Data listing START
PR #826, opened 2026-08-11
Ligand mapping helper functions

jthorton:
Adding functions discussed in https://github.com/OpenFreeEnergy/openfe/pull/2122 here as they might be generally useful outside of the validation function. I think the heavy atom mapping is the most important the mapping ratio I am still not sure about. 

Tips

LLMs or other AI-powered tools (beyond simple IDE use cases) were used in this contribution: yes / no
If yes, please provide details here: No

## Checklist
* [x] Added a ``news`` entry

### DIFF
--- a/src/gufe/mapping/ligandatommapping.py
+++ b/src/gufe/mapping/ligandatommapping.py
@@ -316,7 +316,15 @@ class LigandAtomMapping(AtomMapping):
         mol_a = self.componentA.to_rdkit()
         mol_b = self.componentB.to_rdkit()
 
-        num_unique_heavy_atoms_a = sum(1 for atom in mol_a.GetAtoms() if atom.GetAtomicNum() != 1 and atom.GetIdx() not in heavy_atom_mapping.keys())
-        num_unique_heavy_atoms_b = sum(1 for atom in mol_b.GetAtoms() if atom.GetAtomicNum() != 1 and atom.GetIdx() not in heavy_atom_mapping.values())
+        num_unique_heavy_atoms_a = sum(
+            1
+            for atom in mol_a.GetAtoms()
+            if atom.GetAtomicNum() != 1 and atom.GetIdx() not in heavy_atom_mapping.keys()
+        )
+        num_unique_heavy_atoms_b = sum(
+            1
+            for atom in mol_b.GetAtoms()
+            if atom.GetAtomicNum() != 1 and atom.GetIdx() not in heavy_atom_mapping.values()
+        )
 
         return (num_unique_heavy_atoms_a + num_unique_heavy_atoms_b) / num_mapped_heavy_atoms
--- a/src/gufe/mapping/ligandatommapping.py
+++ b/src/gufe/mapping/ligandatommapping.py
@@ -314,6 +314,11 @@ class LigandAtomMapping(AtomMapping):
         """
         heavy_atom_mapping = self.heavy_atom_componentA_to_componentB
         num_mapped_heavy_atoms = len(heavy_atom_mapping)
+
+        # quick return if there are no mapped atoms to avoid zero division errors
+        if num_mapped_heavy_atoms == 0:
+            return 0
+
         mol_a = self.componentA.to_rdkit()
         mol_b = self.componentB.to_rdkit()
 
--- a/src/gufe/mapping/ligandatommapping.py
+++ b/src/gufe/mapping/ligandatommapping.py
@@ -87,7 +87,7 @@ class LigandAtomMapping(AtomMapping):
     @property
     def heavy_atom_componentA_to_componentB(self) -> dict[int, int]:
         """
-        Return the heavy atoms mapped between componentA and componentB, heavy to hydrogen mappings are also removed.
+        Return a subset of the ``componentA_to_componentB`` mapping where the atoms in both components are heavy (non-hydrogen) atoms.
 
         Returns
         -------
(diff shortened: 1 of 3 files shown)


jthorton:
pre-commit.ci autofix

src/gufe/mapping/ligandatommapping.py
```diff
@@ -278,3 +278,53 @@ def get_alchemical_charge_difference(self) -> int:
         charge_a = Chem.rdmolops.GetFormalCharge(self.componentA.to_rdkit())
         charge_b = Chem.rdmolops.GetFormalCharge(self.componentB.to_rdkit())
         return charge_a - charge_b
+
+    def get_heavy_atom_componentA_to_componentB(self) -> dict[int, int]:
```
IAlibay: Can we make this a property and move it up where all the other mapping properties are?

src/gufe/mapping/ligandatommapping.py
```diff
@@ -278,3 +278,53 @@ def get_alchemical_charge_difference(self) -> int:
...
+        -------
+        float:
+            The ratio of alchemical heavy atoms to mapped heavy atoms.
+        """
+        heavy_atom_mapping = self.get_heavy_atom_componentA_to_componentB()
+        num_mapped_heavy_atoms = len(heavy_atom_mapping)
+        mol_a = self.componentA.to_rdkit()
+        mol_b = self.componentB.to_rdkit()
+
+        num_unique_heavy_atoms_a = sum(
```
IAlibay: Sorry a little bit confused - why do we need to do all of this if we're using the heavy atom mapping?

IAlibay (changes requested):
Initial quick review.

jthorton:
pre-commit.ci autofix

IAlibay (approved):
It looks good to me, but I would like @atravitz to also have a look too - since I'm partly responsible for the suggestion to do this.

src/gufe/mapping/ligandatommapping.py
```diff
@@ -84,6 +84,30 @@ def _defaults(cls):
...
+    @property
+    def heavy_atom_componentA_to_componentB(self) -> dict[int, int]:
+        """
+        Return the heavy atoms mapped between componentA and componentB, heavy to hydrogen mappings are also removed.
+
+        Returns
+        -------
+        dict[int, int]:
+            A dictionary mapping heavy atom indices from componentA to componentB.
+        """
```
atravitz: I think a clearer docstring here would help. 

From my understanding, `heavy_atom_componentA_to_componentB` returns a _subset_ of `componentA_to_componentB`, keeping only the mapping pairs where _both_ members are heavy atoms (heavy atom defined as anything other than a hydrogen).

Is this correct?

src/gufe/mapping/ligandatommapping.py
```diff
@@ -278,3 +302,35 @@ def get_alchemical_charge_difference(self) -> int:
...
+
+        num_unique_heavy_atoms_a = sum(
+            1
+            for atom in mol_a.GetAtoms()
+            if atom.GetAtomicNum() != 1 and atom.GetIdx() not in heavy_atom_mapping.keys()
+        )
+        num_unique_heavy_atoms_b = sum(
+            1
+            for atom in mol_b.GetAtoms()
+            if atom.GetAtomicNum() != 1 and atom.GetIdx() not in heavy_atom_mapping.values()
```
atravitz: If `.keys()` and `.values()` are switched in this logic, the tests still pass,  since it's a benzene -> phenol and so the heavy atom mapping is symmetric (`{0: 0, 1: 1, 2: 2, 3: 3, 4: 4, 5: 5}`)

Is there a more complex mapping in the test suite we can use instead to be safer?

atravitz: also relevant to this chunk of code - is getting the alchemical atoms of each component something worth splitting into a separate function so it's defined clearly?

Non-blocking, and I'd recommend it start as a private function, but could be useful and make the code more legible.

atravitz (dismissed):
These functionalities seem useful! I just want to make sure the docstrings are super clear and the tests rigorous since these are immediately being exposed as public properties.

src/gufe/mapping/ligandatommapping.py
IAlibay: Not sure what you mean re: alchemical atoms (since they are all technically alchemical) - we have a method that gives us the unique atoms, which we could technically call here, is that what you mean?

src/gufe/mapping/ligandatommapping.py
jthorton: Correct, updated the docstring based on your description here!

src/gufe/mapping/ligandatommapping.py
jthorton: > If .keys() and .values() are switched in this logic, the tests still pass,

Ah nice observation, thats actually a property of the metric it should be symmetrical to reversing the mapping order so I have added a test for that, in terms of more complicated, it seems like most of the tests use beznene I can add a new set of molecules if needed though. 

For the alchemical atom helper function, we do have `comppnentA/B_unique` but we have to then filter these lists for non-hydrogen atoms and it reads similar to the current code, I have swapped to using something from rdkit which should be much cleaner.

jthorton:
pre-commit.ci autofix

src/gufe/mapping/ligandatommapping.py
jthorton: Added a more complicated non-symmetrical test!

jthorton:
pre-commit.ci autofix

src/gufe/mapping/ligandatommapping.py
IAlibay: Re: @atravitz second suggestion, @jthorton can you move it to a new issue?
Data listing END
Data listing START
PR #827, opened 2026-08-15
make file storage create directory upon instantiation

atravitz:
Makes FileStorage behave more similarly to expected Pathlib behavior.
Data listing END
Data listing START
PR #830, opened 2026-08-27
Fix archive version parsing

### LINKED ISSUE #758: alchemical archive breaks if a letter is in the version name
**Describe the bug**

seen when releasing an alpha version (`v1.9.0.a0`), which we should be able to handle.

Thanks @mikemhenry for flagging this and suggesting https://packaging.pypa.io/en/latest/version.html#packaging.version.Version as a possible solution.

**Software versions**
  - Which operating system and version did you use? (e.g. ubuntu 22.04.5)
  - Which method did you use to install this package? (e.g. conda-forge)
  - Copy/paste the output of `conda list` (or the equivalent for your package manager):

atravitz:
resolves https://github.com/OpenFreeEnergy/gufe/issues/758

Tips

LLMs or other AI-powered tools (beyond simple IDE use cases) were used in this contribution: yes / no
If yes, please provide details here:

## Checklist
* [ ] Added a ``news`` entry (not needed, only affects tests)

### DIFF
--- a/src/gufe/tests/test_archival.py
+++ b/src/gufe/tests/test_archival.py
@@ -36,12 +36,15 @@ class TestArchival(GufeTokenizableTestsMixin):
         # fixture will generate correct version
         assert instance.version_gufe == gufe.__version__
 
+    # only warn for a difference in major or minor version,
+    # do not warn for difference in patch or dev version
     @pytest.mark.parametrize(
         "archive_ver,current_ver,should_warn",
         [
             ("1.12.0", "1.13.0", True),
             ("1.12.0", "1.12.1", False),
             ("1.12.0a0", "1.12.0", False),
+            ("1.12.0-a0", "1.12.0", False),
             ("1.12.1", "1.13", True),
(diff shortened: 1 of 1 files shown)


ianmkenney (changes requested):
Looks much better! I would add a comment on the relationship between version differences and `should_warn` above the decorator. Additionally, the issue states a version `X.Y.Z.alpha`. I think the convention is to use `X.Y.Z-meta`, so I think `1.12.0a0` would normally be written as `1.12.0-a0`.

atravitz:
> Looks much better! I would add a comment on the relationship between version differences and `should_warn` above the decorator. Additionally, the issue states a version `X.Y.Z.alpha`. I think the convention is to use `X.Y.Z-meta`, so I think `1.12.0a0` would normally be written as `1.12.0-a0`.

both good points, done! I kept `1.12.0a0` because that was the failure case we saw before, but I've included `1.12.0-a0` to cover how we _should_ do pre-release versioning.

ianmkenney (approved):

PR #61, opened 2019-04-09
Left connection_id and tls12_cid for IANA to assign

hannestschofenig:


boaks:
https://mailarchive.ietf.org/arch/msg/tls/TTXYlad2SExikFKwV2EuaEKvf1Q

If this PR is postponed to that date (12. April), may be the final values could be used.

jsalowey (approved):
Data listing END
Given the word "differences", show every line of the records that contains it.

-- Response below --
Looks much better! I would add a comment on the relationship between version differences and `should_warn` above the decorator. Additionally, the issue states a version `X.Y.Z.alpha`. I think the convention is to use `X.Y.Z-meta`, so I think `1.12.0a0` would normally be written as `1.12.0-a0`.
> Looks much better! I would add a comment on the relationship between version differences and `should_warn` above the decorator. Additionally, the issue states a version `X.Y.Z.alpha`. I think the convention is to use `X.Y.Z-meta`, so I think `1.12.0a0` would normally be written as `1.12.0-a0`.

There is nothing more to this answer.